We all love to have our opinions - or prejudices - confirmed by others. The latest Mark Hulbert commentary on Marketwatch does just that. Irrational exuberance redux, or how stocks now lag Treasury bills for the past dozen years, puts some flesh on what I have been saying that stocks have seriously underperformed. Of course, we can all see the disasters that are global stock markets. The important question is whether the pundit mantra that stocks are better in the long run still holds true, and what does "in the long run" actually mean?
"Consider data compiled by Jeremy Siegel, a finance professor at the Wharton School of the University of Pennsylvania. In his famous book "Stocks For The Long Run," Siegel reports the percentage of time from 1802 through 2001 in which stocks failed to beat T-Bills. Not surprisingly, this percentage falls as holding period increases.
But what is perhaps even more surprising: This holding period has to grow to well more than a decade in order for the percentage to drop to below 10%."
After 10 years there is still about a 20% chance that treasuries will beat stocks, whereas at 20 years this drops to just 5.5%. So only after 20 years does the buy stocks mantra come true with any certainty - that's a long time to be chanting.

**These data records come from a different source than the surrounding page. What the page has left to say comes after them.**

PR #2686, opened 2024-08-06
Schedule Criteria: CMS API + XMR update to displays

nadzpogi:
relates to xibosignageltd/xibo-private#807

### DIFF
--- a/lib/Controller/DisplayGroup.php
+++ b/lib/Controller/DisplayGroup.php
@@ -21,6 +21,7 @@
  */
 namespace Xibo\Controller;
 
+use Psr\Http\Message\ResponseInterface;
 use Slim\Http\Response as Response;
 use Slim\Http\ServerRequest as Request;
 use Xibo\Entity\Display;
@@ -36,6 +37,7 @@ use Xibo\Factory\ModuleFactory;
 use Xibo\Factory\TagFactory;
 use Xibo\Service\PlayerActionServiceInterface;
 use Xibo\Support\Exception\AccessDeniedException;
+use Xibo\Support\Exception\ControllerNotImplemented;
 use Xibo\Support\Exception\GeneralException;
 use Xibo\Support\Exception\InvalidArgumentException;
 use Xibo\Support\Exception\NotFoundException;
@@ -43,7 +45,9 @@ use Xibo\XMR\ChangeLayoutAction;
 use Xibo\XMR\CollectNowAction;
 use Xibo\XMR\CommandAction;
 use Xibo\XMR\OverlayLayoutAction;
+use Xibo\XMR\PlayerActionException;
 use Xibo\XMR\RevertToSchedule;
+use Xibo\XMR\ScheduleCriteriaUpdateAction;
 use Xibo\XMR\TriggerWebhookAction;
 
 /**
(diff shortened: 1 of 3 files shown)


lib/Controller/DisplayGroup.php
```diff
@@ -2869,6 +2873,90 @@ public function triggerWebhook(Request $request, Response $response, $id)
             'id' => $displayGroup->displayGroupId
         ]);
 
+        return $this->render($request, $response);
+    }
+
+    /**
+     * @param Request $request
```
dasgarner, line 2880: Please can the swagger doc be above these?

lib/Controller/DisplayGroup.php
```diff
@@ -2869,6 +2873,90 @@ public function triggerWebhook(Request $request, Response $response, $id)
...
+     * @param Response $response
+     * @param null $displayGroupId
```
dasgarner, line 2882: null or int?

lib/Controller/DisplayGroup.php
```diff
@@ -2869,6 +2873,90 @@ public function triggerWebhook(Request $request, Response $response, $id)
...
+     * @return ResponseInterface|Response
+     * @throws ControllerNotImplemented
+     * @throws GeneralException
+     * @throws NotFoundException
+     * @throws PlayerActionException
+     * @SWG\Post(
+     *   path="/displaygroup/criteria[/{displayGroupId}]",
+     *   operationId="ScheduleCriteriaUpdateActionPushCriteriaUpdate",
```
dasgarner, line 2890: I think we can shorten this a bit, perhaps `ScheduleCriteriaUpdate` ?

lib/Controller/DisplayGroup.php
```diff
@@ -2869,6 +2873,90 @@ public function triggerWebhook(Request $request, Response $response, $id)
...
+            $displayGroup = $this->displayFactory->getByDisplayGroupId($displayGroupId);
+        } else {
+            // fetch all displays regardless of Display Group
+            $displayGroup = $this->displayFactory->query();
+        }
+
+        // Create and send the player action
+        $this->playerAction->sendAction(
+            $displayGroup,
+            (new ScheduleCriteriaUpdateAction())->setCriteriaUpdates($criteriaUpdates)
```
dasgarner, line 2949: We should sanitize the input in the array before sending it, to make sure someone doesn't try to send unwanted parameters to the player

lib/XMR/ScheduleCriteriaUpdateAction.php
```diff
@@ -0,0 +1,77 @@
...
+     * @return $this
+     * @throws PlayerActionException
+     */
+    public function setCriteriaUpdates(array $criteriaUpdates)
+    {
+        foreach ($criteriaUpdates as $criteria) {
+            // Ensure each criterion has metric, value, and ttl
+            if (empty($criteria['metric']) || empty($criteria['value']) || empty($criteria['ttl'])) {
+                // Throw an exception if any of the required fields are missing or empty
+                throw new PlayerActionException(__('Invalid criteria format. Metric, value, and ttl must all be present and not empty.'));
```
dasgarner, line 53: This line fails phpcs check as it is too long.

dasgarner: It is good to have this validation here, but we could also validate in the Controller

dasgarner (changes requested):
I think the logic you have is good. I have a few suggestions and changes requested.

lib/Controller/DisplayGroup.php
```diff
@@ -2869,6 +2873,120 @@ public function triggerWebhook(Request $request, Response $response, $id)
...
+        foreach ($criteriaUpdates as $criteria) {
+            $criteriaSanitizer = $this->getSanitizer($criteria);
+
+            // Sanitize and retrieve the metric, value, and ttl
+            $metric = $criteriaSanitizer->getString('metric');
+            $value = $criteriaSanitizer->getString('value');
+            $ttl = $criteriaSanitizer->getInt('ttl');
+
+            // Ensure each criterion has metric, value, and ttl
+            if (empty($metric) || empty($value) || empty($ttl)) {
```
dasgarner, line 2953: empty will return true for `0`, which I think we want to be a valid value for TTL (i.e. unlimited)

lib/Controller/DisplayGroup.php
```diff
@@ -2869,6 +2873,120 @@ public function triggerWebhook(Request $request, Response $response, $id)
...
+
+            // Add sanitized criteria
+            $sanitizedCriteriaUpdates[] = [
+                'metric' => $metric,
+                'value' => $value,
+                'ttl' => $ttl
+            ];
+        }
+
+        if ($displayGroupId !== null) {
```
dasgarner, line 2968: Now that I see this, it does worry me that this could potentially be 1000s of displays. Perhaps it would be more sensible to make that parameter not optional after all?

dasgarner (changes requested):

lib/Controller/DisplayGroup.php
nadzpogi: I think your right now that I think about it. Then, I'll make it a required parameter instead of it being optional

dasgarner (approved):

ifarzana:
TEST: /Display END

Actually, if you look at a long term chart of, say, the Dow back to 1920 you can clearly see what appear to be 20-year cycles. There are 20 years of rapid growth followed by 20 years of going nowhere. The periods from about 1940 to 1960 and then 1980 to 2000 saw huge stock bull markets. What we are seeing now, scaled in percentage levels, looks horribly similar to the market of the 1970's which saw its 1975 value being lower than its 1965 one. Good to see that someone has done the number crunching to back up this purely visual feel.
What this means is that we could well be in the middle of the current 20-year flat cycle. In such a market the buy-and-hold investor is going to be treated very poorly. The only options are either to adopt a market timing strategy, or to change the stocks to bonds weighting dramatically, or both. This also means that in spite of all the bullish media talk, investors may have to keep chanting for a long time to come.
13 Nov 2008
Are we in the middle of a 20-year flat market?